5.2 Closed-Loop Attitude Control Performance
We then close the loop: the NMPC receives either raw noisy measurements, UKF estimates, or EKF estimates. The reference commands for roll, pitch, and yaw angles are step changes. The following table compares the maximum tracking errors for each scheme:
| Scenario | Roll angle φ_max error (°) | Pitch angle θ_max error (°) | Yaw angle ψ_max error (°) |
|---|---|---|---|
| No filter (raw measurements) | 4.30 | 0.91 | 7.72 |
| With UKF | 0.24 | 0.28 | 0.60 |
| With EKF | 0.94 | 0.31 | 3.01 |
Without any filter, the tracking performance is unacceptable, with yaw angle errors exceeding 7°. With the EKF, the errors are reduced significantly but still show noticeable fluctuations (roll error up to 0.94°, yaw error up to 3.01°). With the UKF, the tracking is smooth and accurate: the maximum errors are only 0.24° for roll, 0.28° for pitch, and 0.60° for yaw. The improvements over the EKF are 74.47%, 9.68%, and 80.07% respectively. The pitch angle improvement is modest because the pitch dynamics are relatively linear in the operating region, but for roll and yaw, the coupling and nonlinearities make the UKF much more beneficial.
The reason for the superior closed-loop performance of the UKF can be understood as follows: In the presence of measurement noise, the NMPC relies on the filtered states to predict future trajectories. If the filter provides inaccurate estimates, the predicted states will deviate from the true states, leading to suboptimal control decisions. The EKF’s linearization errors become amplified when the system is excited by noise, causing the estimated states to oscillate. In contrast, the UKF maintains consistency even under rapid state changes, providing the NMPC with a reliable initial condition for the optimization. Consequently, the control inputs (throttle and surface deflections) are smoother, and the fixed-wing drone follows the reference commands with minimal oscillation.
6. Conclusion
We have presented a complete framework that integrates the unscented Kalman filter with nonlinear model predictive control for the airspeed-attitude control of a fixed-wing drone. The UKF effectively mitigates the adverse effects of sensor noise on the critical flight states (angle of attack, sideslip angle, and body angular rates), providing accurate state estimates even during rapid maneuvers.

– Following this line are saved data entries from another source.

PR #10199, opened 2021-06-17
Expose opentracing trace id in response headers

richvdh:
Fixes: #9480

PR #10854, opened 2021-09-20
Return request ID in HTTP response headers

DMRobertson:
We already have something like this when opentracing is enabled, see #10199. But that's only across federation.

When investigating test failures it's really useful to cross-reference HTTP responses with synapse logs. I propose exposing the request id to facilitate that. I've tried to change the request ids to be unique across all workers now, by including an instance name.

See also matrix-org/sytest#1144.

### DIFF
--- a/synapse/http/site.py
+++ b/synapse/http/site.py
@@ -61,9 +61,17 @@ class SynapseRequest(Request):
         logcontext: the log context for this request
     """
 
-    def __init__(self, channel, *args, max_request_body_size=1024, **kw):
+    def __init__(
+        self,
+        channel,
+        *args,
+        instance_name: str,
+        max_request_body_size: int = 1024,
+        **kw,
+    ):
         Request.__init__(self, channel, *args, **kw)
         self._max_request_body_size = max_request_body_size
+        self._instance_name = instance_name
         self.site: SynapseSite = channel.site
         self._channel = channel  # this is used by the tests
         self.start_time = 0.0
@@ -139,8 +147,8 @@ class SynapseRequest(Request):
         # If there's no authenticated entity, it was the requester.
         self.logcontext.request.authenticated_entity = authenticated_entity or requester
 
-    def get_request_id(self):
-        return "%s-%i" % (self.get_method(), self.request_seq)
+    def get_request_id(self) -> str:
+        return f"{self._instance_name}/{self.get_method()}-{self.request_seq}"
 
     def get_redacted_uri(self) -> str:
         """Gets the redacted URI associated with the request (or placeholder if the URI
@@ -208,9 +216,10 @@ class SynapseRequest(Request):
     def render(self, resrc):
         # this is called once a Resource has been found to serve the request; in our
         # case the Resource in question will normally be a JsonResource.
+        request_id = self.get_request_id()
+        self.setHeader("X-Request-ID", request_id)
 
         # create a LogContext for this request
-        request_id = self.get_request_id()
         self.logcontext = LoggingContext(
             request_id,
             request=ContextRequest(
@@ -523,6 +532,7 @@ class SynapseSite(Site):
         server_version_string,
         max_request_body_size: int,
         reactor: IReactorTime,
+        instance_name: str,
     ):
         """
 
@@ -547,7 +557,10 @@ class SynapseSite(Site):
 
         def request_factory(channel, queued) -> Request:
             return request_class(
-                channel, max_request_body_size=max_request_body_size, queued=queued
+                channel,
+                max_request_body_size=max_request_body_size,
+                queued=queued,
+                instance_name=instance_name,
             )
 
         self.requestFactory = request_factory  # type: ignore
--- a/synapse/http/site.py
+++ b/synapse/http/site.py
@@ -14,7 +14,7 @@
 import contextlib
 import logging
 import time
-from typing import Optional, Tuple, Union
+from typing import Optional, Tuple, Union, cast
 
 import attr
 from zope.interface import implementer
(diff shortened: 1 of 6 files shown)


synapse/http/site.py
```diff
@@ -83,11 +91,11 @@ def __init__(self, channel, *args, max_request_body_size=1024, **kw):
         self._is_processing = False
 
         # the time when the asynchronous request handler completed its processing
-        self._processing_finished_time = None
+        self._processing_finished_time: Optional[float] = None
 
         # what time we finished sending the response to the client (or the connection
         # dropped)
-        self.finish_time = None
+        self.finish_time: Optional[float] = None
```
DMRobertson, line 98: Not sure why mypy started being unhappy, but it was interpreting these as being of type `NoneType` throughout the program, causing problems later.

clokep:
> But that's only across federation.

I don't think this is true. `inject_response_headers` gets called from two places:

* `BaseFederationServlet` -- used by federation code as you mention.
* `trace_servlet` -- which is called by `_AsyncResource` which is how most of the C-S API is implemented.

It is only used if opentracing is enabled (and I'm not 100% sure what is included as the header).

changelog.d/10854.misc
```diff
@@ -0,0 +1 @@
+Include a request id in Synapse's HTTP responses to aid debugging.
```
reivilibre, line 1:
```suggestion
Include a request ID in Synapse's HTTP responses to aid debugging.
```

synapse/http/site.py
```diff
@@ -139,8 +147,8 @@ def requester(self, value: Union[Requester, str]) -> None:
         # If there's no authenticated entity, it was the requester.
         self.logcontext.request.authenticated_entity = authenticated_entity or requester
 
-    def get_request_id(self):
-        return "%s-%i" % (self.get_method(), self.request_seq)
+    def get_request_id(self) -> str:
+        return f"{self._instance_name}/{self.get_method()}-{self.request_seq}"
```
reivilibre, line 151: Is this the same thing that winds up in the logs?
I can see this perhaps making things a bit noisier, but not sure.

synapse/http/site.py
```diff
@@ -368,7 +381,10 @@ def _finished_processing(self):
 
         # the time between the request handler finishing and the response being sent
         # to the client (nb may be negative)
-        response_send_time = self.finish_time - self._processing_finished_time
+        # TODO can we avoid the cast? Maybe take finish_time as an explicit float param?
+        response_send_time = (
+            cast(float, self.finish_time) - self._processing_finished_time
```
reivilibre, line 386: I think this is slightly less evil.

```suggestion
        assert self.finish_time is not None
        response_send_time = (
            self.finish_time - self._processing_finished_time
```

tests/logging/test_terse_json.py
```diff
@@ -188,7 +188,7 @@ def test_with_request_context(self):
         ]
         self.assertCountEqual(log.keys(), expected_log_keys)
         self.assertEqual(log["log"], "Hello there, wally!")
-        self.assertTrue(log["request"].startswith("POST-"))
+        self.assertIn("POST-", log["request"])
```
reivilibre, line 191: or vs:

```suggestion
        self.assertTrue(log["request"].startswith("worker-test/POST-"))
```

reivilibre (commented):
I don't know if Patrick's comment above invalidates this PR or not, but I took a look.

Not entirely sure about the potential for log pollution; compare `POST-424242` vs `worker-event_persister18/POST-424242`, especially when the worker ID is redundant/implied in the log file itself (as far as I know?).

DMRobertson:
> I don't know if Patrick's comment above invalidates this PR or not, but I took a look.

It sounds like it does.

> Not entirely sure about the potential for log pollution; compare `POST-424242` vs `worker-event_persister18/POST-424242`, especially when the worker ID is redundant/implied in the log file itself (as far as I know?).

What I want here is to be able quickly backtrack from a client HTTP response to the corresponding server-side processing. I've found myself wanting this when investigating sytests. A sytest run makes thousands of requests and it's a pain to have to cross-reference timestamps---never mind working out which workers' log file contains the relevant logs. I want a unique string I can bang into `grep -r`  or `rg` and just find the logs I'm after. 

I think this is useful to have, even in the absence of full opentracing telemetry. It might be that

reivilibre:
> I want a unique string I can bang into `grep -r` or `rg` and just find the logs I'm after.

I think this is a fair use-case. I personally feel somewhat inclined to say that the request ID in the logs themselves shouldn't make mention of the worker ID; but the header should.

If you make the header format `X-Request-Id: POST-424242 event_persister18`, then a `rg POST-424242 event_persister18.log` doesn't seem so bad (assuming the sytest log file names follow a sensible pattern like that).

I think thoughts from someone on the team who does a bit more of that might be useful.

richvdh:
I'm afraid I'm a little unconvinced that we want to be adding this header as well as the existing `Synapse-Trace-Id` header, which, as @clokep has mentioned, *is* returned for C-S requests provided `opentracing` is enabled (even if the opentracing span doesn't end up being sent on to the Jaeger collector).

In order for `Synapse-Trace-Id` to be useful for your usecase, I think two things are needed:
 * We should log the value of the `Synapse-Trace-Id` header in the final "Processed" line for each request. I think you can just fish it out of `self.responseHeaders` in `_finished_processing`
 * We need to actually give requests a trace-id when running in sytest. One way to do this is to enable opentracing under sytest; another is to update `synapse.logging.opentracing.trace_servlet` and `BaseFederationServlet` to generate a trace ID internally even if opentracing isn't enabled. I think the latter would be generally useful and would favour that?

That still leaves you with the problem of figuring out which worker handled a particular request. A few thoughts here:
 * can you just grep across the likely logfiles for the right `Trace-Id`? Generally it shouldn't be too hard to find once you figure out how your Synapse instance is routing the different types of request?
 * we could include the worker name in another response header?

DMRobertson:
Many thanks all.

> another is to update `synapse.logging.opentracing.trace_servlet` and `BaseFederationServlet` to generate a trace ID internally even if opentracing isn't enabled. I think the latter would be generally useful and would favour that?

Absolutely, this sounds ideal.

>     * can you just grep across the likely logfiles for the right `Trace-Id`? Generally it shouldn't be too hard to find once you figure out how your Synapse instance is routing the different types of request?

That's fine by me, assuming the trace IDs are unique across workers (guessing they're a uuid of some kind?).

The NMPC, using these estimates, achieves precise tracking of attitude commands while respecting actuator limits and flight envelope constraints. Simulation results confirm that the UKF-based approach reduces estimation errors by 43%–87% and attitude tracking errors by up to 80% compared with the EKF-based approach. These findings demonstrate that the fusion of UKF and NMPC is a promising solution for fixed-wing drone control in real-world noisy environments, where low-cost sensors are commonly used. Future work will focus on real-time implementation and experimental validation on an actual fixed-wing drone platform.